Meta-analysis results of the primary endpoint for patients with ACS.
The sensitivity analysis using the random-effects model yielded significantly similar results. The exclusion of any trial yielded similar results for the short-term DAPT group compared with the long-term DAPT group (Table 2).
Sensitivity analysis.
Given the different definition of the end event for each test, the greatest risk of double antiplatelet therapy was bleeding. 20 The increased risk of bleeding was associated with prolonged DAPT. 21 This may mask the benefits of dual antiplatelet therapy in reducing the incidence of redevelopment and cardiac infarction. Thus, a subgroup analysis was performed. The end event of subgroup 16,13,14 did not include bleeding events, while the end event of subgroup 212,15–19 included bleeding events. Neither subgroup 1 (RR, 1.07; 95% CI, 0.84–1.36) nor subgroup 2 (RR, 1.17; 95% CI, 0.87–1.57) was markedly different based on the primary endpoint (Table 3).
Subgroup analysis.
Each trial had a different definition for a short course of antiplatelet therapy, which might have affected the outcome. Two trials had a short-term DAPT of 3 months, while six other trials had a short-term DAPT of 6 months. A subgroup analysis was performed based on the short duration of antiplatelet therapy. Subgroup 318,19 had a 3-month short course of antiplatelet therapy, while subgroup 46,12–17 had a 6-month short course of antiplatelet therapy. Neither subgroup 3 (RR, 1.13; 95% CI, 0.76–1.68) nor subgroup 4 (RR, 1.10; 95% CI, 0.89–1.36) was significantly different based on the primary endpoint (Table 3).
Discussion
Currently, the optimal discontinuation of DAPT after DES implantation for ACS patients remains controversial.7,8 Most guidelines recommend that ACS patients with PCI should undergo postoperative double antiplatelet therapy for at least 1 year. 4 As indicated in the meta-analysis, the difference in endpoint events between ≤6-month DAPT and ≥12-month DAPT was not statistically significant. However, the increased risk of bleeding with DAPT remains controversial.20–22 This may mask the benefits of DAPT in reducing the incidence of redevelopment and cardiac infarction. 22 However, the meta-analysis revealed that the difference in endpoint events (prognosis and bleeding) between ≤6-month DAPT and ≥12-month DAPT was not statistically significant. It was also indicated by the subgroup analysis that both 6-month and 3-month DAPT were not markedly different compared with ≥12-month DAPT in terms of a statistical benefit. For ACS patients with drug-coated stent implantation, this can shorten the duration of DAPT for 6 months or even 3 months without increasing the risk of cardiovascular and cerebrovascular events in patients.

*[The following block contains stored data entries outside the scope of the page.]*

PR #2532, opened 2023-02-15
Various Hive related fixes

acolytec3:
New fixes related to Hive tests

- Adds a new `--loadBlocksFromRlp` CLI parameter that allows for loading RLP encoded blocks on chain start that are fed via the `./chain.rlp` path in various Hive tests.  [Needed by the Hive tests](https://github.com/ethereum/hive/blob/master/docs/clients.md#files)
- Add better handling of reorgs that go pre-merge -- fixes hive tests run by this command - `go run ./hive.go --client ethereumjs --sim ethereum/engine --sim.limit "engine-transition/Single Block PoW Re-org to Higher-Total-Difficulty Chain, Equal Height"`
- Skip extradata check on PoW genesis blocks (since some Hive tests with PoW genesis parameters have `extradata` that does not conform to PoW extradata requirements

### DIFF
--- a/packages/block/src/header.ts
+++ b/packages/block/src/header.ts
@@ -354,8 +354,10 @@ export class BlockHeader {
     if (this._common.consensusAlgorithm() === ConsensusAlgorithm.Ethash) {
       // PoW/Ethash
       if (
+        number > BigInt(0) &&
         this.extraData.length > this._common.paramByHardfork('vm', 'maxExtraDataSize', hardfork)
       ) {
+        // Check length of data on all post-genesis blocks
         const msg = this._errorMsg('invalid amount of extra data')
         throw new Error(msg)
       }
--- a/packages/client/bin/cli.ts
+++ b/packages/client/bin/cli.ts
@@ -421,7 +421,7 @@ async function startClient(config: Config, customGenesisState?: GenesisState) {
     await startBlock(client)
   }
 
-  if (typeof args.loadBlocksFromRlp === 'string') await client.open()
+  await client.open()
   // update client's sync status and start txpool if synchronized
   client.config.updateSynchronizedState(client.chain.headers.latest)
   if (client.config.synchronized) {
--- a/packages/client/bin/cli.ts
+++ b/packages/client/bin/cli.ts
@@ -1,9 +1,11 @@
 #!/usr/bin/env node
 
+import { Block } from '@ethereumjs/block'
 import { Blockchain, parseGethGenesisState } from '@ethereumjs/blockchain'
 import { Chain, Common, ConsensusAlgorithm, Hardfork } from '@ethereumjs/common'
+import { RLP } from '@ethereumjs/rlp'
 import { initKZG } from '@ethereumjs/tx'
-import { Address, toBuffer } from '@ethereumjs/util'
+import { Address, arrToBufArr, toBuffer } from '@ethereumjs/util'
 import * as kzg from 'c-kzg'
 import { randomBytes } from 'crypto'
 import { existsSync, writeFileSync } from 'fs'
@@ -25,6 +27,7 @@ import type { Logger } from '../lib/logging'
 import type { FullEthereumService } from '../lib/service'
 import type { ClientOpts } from '../lib/types'
 import type { RPCArgs } from './startRpc'
+import type { BlockBuffer } from '@ethereumjs/block'
 import type { GenesisState } from '@ethereumjs/blockchain/dist/genesisStates'
 import type { AbstractLevel } from 'abstract-level'
 
@@ -292,6 +295,10 @@ const args: ClientOpts = yargs(hideBin(process.argv))
       'To run client in single node configuration without need to discover the sync height from peer. Particularly useful in test configurations. This flag is automically activated in the "dev" mode',
     boolean: true,
   })
+  .option('loadBlocksFromRlp', {
+    describe: 'path to a file of RLP encoded blocks',
+    string: true,
+  })
   // strict() ensures that yargs throws when an invalid arg is provided
   .strict().argv
 
@@ -414,7 +421,7 @@ async function startClient(config: Config, customGenesisState?: GenesisState) {
     await startBlock(client)
   }
 
-  await client.open()
+  if (typeof args.loadBlocksFromRlp === 'string') await client.open()
   // update client's sync status and start txpool if synchronized
   client.config.updateSynchronizedState(client.chain.headers.latest)
   if (client.config.synchronized) {
@@ -422,6 +429,17 @@ async function startClient(config: Config, customGenesisState?: GenesisState) {
     // The service might not be FullEthereumService even if we cast it as one,
     // so txPool might not exist on it
     ;(fullService as FullEthereumService).txPool?.checkRunState()
+  }
+
+  if (args.loadBlocksFromRlp !== undefined) {
+    // Specifically for Hive simulator, preload a first block provided in RLP format
+    const blockRlp = readFileSync(args.loadBlocksFromRlp)
+    const decodedBlock = RLP.decode(blockRlp)
+    const block = Block.fromValuesArray(arrToBufArr(decodedBlock) as BlockBuffer, {
+      common: config.chainCommon,
+      skipConsensusFormatValidation: true,
+    })
+    await client.chain.putBlocks([block])
   }
 
   if (args.executeBlocks !== undefined) {
--- a/packages/client/bin/cli.ts
+++ b/packages/client/bin/cli.ts
@@ -431,6 +431,14 @@ async function startClient(config: Config, customGenesisState?: GenesisState) {
     ;(fullService as FullEthereumService).txPool?.checkRunState()
   }
 
+  if (args.executeBlocks !== undefined) {
+    // Special block execution debug mode (does not change any state)
+    await executeBlocks(client)
+  } else {
+    // Regular client start
+    await client.start()
+  }
+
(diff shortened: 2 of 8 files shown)


acolytec3:
Additional things needed to properly run this code with hive:
1) Replace the dockerfile in `hive/clients/ethereumjs/Dockerfile` with below which adds the new reading of `./chain.rlp`
```
FROM node:18-alpine as build
RUN apk update && apk add --no-cache bash git jq curl python3 gcc make g++ rsync && rm -rf /var/cache/apk/*

RUN mkdir /ethereumjs-monorepo
WORKDIR /ethereumjs-monorepo

COPY ethereumjs-monorepo/package.json .
COPY ethereumjs-monorepo/package-lock.json .
RUN npm i --ignore-scripts

COPY ethereumjs-monorepo-master/ ./
RUN npm i

COPY ethereumjs-monorepo /ejsrepo
RUN rsync -a /ejsrepo/* .
RUN git status
RUN npm i

WORKDIR /

ADD ethereumjs.sh /ethereumjs.sh
ADD mapper.jq /mapper.jq
ADD jwtsecret /jwtsecret
RUN chmod +x /ethereumjs.sh


# Inject the enode id retriever script
RUN mkdir /hive-bin
ADD enode.sh /hive-bin/enode.sh
RUN chmod +x /hive-bin/enode.sh

ADD genesis.json /genesis.json

# Export the usual networking ports to allow outside access to the node
EXPOSE 8545 8546 8551 8547 30303 30303/udp

# NodeJS applications have a default memory limit of 2.5GB.
# This limit is bit tight, it is recommended to raise the limit
# since memory may spike during certain network conditions.
ENV NODE_OPTIONS=--max_old_space_size=6144

ENTRYPOINT ["/ethereumjs.sh"]
```

2.  Replace `hive/clients/ethereumjs/ethereumjs.sh` with this:
```
#!/bin/bash

# Startup script to initialize and boot a ethereum-js instance.
#
# This script assumes the following files:
#  - `genesis.json` file is located in the filesystem root (mandatory)
#  - `chain.rlp` file is located in the filesystem root (optional)
#  - `blocks` folder is located in the filesystem root (optional)
#  - `keys` folder is located in the filesystem root (optional)
#
# This script assumes the following environment variables:
#
#  - HIVE_BOOTNODE                enode URL of the remote bootstrap node
#  - HIVE_NETWORK_ID              network ID number to use for the eth protocol
#  - HIVE_TESTNET                 whether testnet nonces (2^20) are needed
#  - HIVE_NODETYPE                sync and pruning selector (archive, full, light)
#
# Forks:
#
#  - HIVE_FORK_HOMESTEAD          block number of the homestead hard-fork transition
#  - HIVE_FORK_DAO_BLOCK          block number of the DAO hard-fork transition
#  - HIVE_FORK_DAO_VOTE           whether the node support (or opposes) the DAO fork
#  - HIVE_FORK_TANGERINE          block number of Tangerine Whistle transition
#  - HIVE_FORK_SPURIOUS           block number of Spurious Dragon transition
#  - HIVE_FORK_BYZANTIUM          block number for Byzantium transition
#  - HIVE_FORK_CONSTANTINOPLE     block number for Constantinople transition
#  - HIVE_FORK_PETERSBURG         block number for ConstantinopleFix/PetersBurg transition
#  - HIVE_FORK_ISTANBUL           block number for Istanbul transition
#  - HIVE_FORK_MUIRGLACIER        block number for Muir Glacier transition
#  - HIVE_FORK_BERLIN             block number for Berlin transition
#  - HIVE_FORK_LONDON             block number for London
#
# Clique PoA:
#
#  - HIVE_CLIQUE_PERIOD           enables clique support. value is block time in seconds.
#  - HIVE_CLIQUE_PRIVATEKEY       private key for clique mining
#
# Other:
#
#  - HIVE_MINER                   enable mining. value is coinbase address.
#  - HIVE_MINER_EXTRA             extra-data field to set for newly minted blocks
#  - HIVE_SKIP_POW                if set, skip PoW verification during block import
#  - HIVE_LOGLEVEL                client loglevel (0-5)
#  - HIVE_GRAPHQL_ENABLED         enables graphql on port 8545
#  - HIVE_LES_SERVER              set to '1' to enable LES server


# Immediately abort the script on any error encountered
set -e

ethereumjs="node /ethereumjs-monorepo/packages/client/dist/bin/cli.js"
FLAGS="--gethGenesis ./genesis.json --rpc --rpcEngine --saveReceipts --rpcEnginePort 8551 --ws --logLevel debug --rpcDebug --transports rlpx --isSingleNode"


# Configure the chain.
mv /genesis.json /genesis-input.json
jq -f /mapper.jq /genesis-input.json > /genesis.json

# Dump genesis
echo "Supplied genesis state:"
cat /genesis.json

# Import clique signing key.
if [ "$HIVE_CLIQUE_PRIVATEKEY" != "" ]; then
    # Create password file.
    echo "Importing clique key..."
    echo "$HIVE_CLIQUE_PRIVATEKEY" > ./private_key.txt
    # Ensure password file is used when running ethereumjs in mining mode.
    if [ "$HIVE_MINER" != "" ]; then
        FLAGS="$FLAGS --mine --unlock ./private_key.txt --minerCoinbase $HIVE_MINER"
    fi
fi

if [ "$HIVE_TERMINAL_TOTAL_DIFFICULTY" != "" ]; then
    FLAGS="$FLAGS --jwt-secret ./jwtsecret"
fi


# Load the test chain if present
echo "Loading initial blockchain..."
if [ -f /chain.rlp ]; then
  FLAGS="$FLAGS --loadBlocksFromRlp=/chain.rlp"
  else
  echo "Warning: chain.rlp not found."
fi

FLAGS="$FLAGS --bootnodes=$HIVE_BOOTNODE"
echo "Running ethereumjs with flags $FLAGS"
$ethereumjs $FLAGS
```

acolytec3:
Use this command -- `go run ./hive.go --client ethereumjs --sim ethereum/engine --sim.limit "engine-transition/Single Block PoW Re-org to Higher-Total-Difficulty Chain, Equal Height" --docker.output` to run one of the `engine-transition` tests that loads block data on client start.  It's currently failing because we don't handle the reorg case correctly when going back from PoS to a different PoW terminal block.

packages/block/src/header.ts
```diff
@@ -354,8 +354,10 @@ export class BlockHeader {
     if (this._common.consensusAlgorithm() === ConsensusAlgorithm.Ethash) {
       // PoW/Ethash
       if (
+        number > BigInt(0) &&
```
jochem-brouwer, line 357: Ok, this disables genesis extradata check by default, I am not sure if we want this?

packages/client/bin/cli.ts
```diff
@@ -292,6 +295,10 @@ const args: ClientOpts = yargs(hideBin(process.argv))
       'To run client in single node configuration without need to discover the sync height from peer. Particularly useful in test configurations. This flag is automically activated in the "dev" mode',
     boolean: true,
   })
+  .option('loadBlocksFromRlp', {
+    describe: 'path to a file of RLP encoded blocks',
```
jochem-brouwer, line 299: We should take a look how other clients import these blocks. I would be more in favor to only allow this if some kind of "test network" flag is provided.

packages/client/bin/cli.ts
```diff
@@ -431,6 +438,46 @@ async function startClient(config: Config, customGenesisState?: GenesisState) {
...
+        })
+        blocks.push(block)
+        buf = RLP.decode(buf.remainder, true)
+        config.logger.info(
+          `Preloading block 0x${short(block.header.hash().toString('hex'))} - ${
+            block.header.number
+          }`
+        )
+      } catch {
+        config.logger.info('Encountered invalid block while preloading chain')
```
jochem-brouwer, line 462: If this is the case, should we not immediately quit the client, instead of proceeding?

packages/client/bin/cli.ts
```diff
@@ -431,6 +438,46 @@ async function startClient(config: Config, customGenesisState?: GenesisState) {
...
+        done = true
```
jochem-brouwer, line 463: `break`?

jochem-brouwer (commented):
Some remarks :)

packages/client/bin/cli.ts
acolytec3: https://github.com/ethereum/hive/blob/master/docs/clients.md No, we're supposed to import to to the last valid block, per the [hive docs](https://github.com/ethereum/hive/blob/master/docs/clients.md)

packages/block/src/header.ts
acolytec3: This could be tricky since this check is in common and doesn't have access to the clients config flags that would indicate a test environment. We could have the hive simulator remove the extradata field if we're on PoW and that should circumvent the issue

packages/client/bin/cli.ts
acolytec3: It's pretty similar. They look for a specific flag and load them if so. Why would this be an issue for us as currently designed? This flag never gets set for a production run.

packages/client/bin/cli.ts
acolytec3: Ahh, yes, that should have been obvious to me. Will update.

holgerd77:
Ok, I would regard this as too much work-in-progress as to consider for tomorrows releases.

Please do not merge before releases are published.

g11tech (approved):
lgtm!

holgerd77 (approved):
Looks good

holgerd77 (approved):
LGTM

The meta-analyses performed by Bavishi 7 also had similar conclusions. However, the risk of cerebrovascular disease and shorter antiplatelet therapy sessions were not considered. Fewer tests were also conducted. The meta-analyses performed by Palmerini 9 also had similar conclusions. However, this article is a network meta-analysis. It is uncertain whether the results were obtained from a direct comparison or indirect comparison. The sample size of ACS patients and the credibility of the results are also uncertain.
The present meta-analysis had some limitations. The sample size was small, and the inclusion test did not describe the criteria for evaluating ACS patients. However, this study provides comprehensive evidence for a future study on DAPT in patients with ACS who are undergoing DES implantation. All involved trials were rated as high quality studies based on the Jadad score standard. The heterogeneity test revealed high homogeneity, and the sensitivity analysis and subgroup analysis revealed good stability. Thus, the meta-analysis was highly reliable.
Conclusion
Overall, the ≤6-month and ≥12-month DAPT were not different among patients with ACS based on the primary endpoint. DAPT could be reduced to 6 months or even 3 months without increasing the risk of cardiovascular and cerebrovascular events in patients with ACS who are undergoing DES implantation.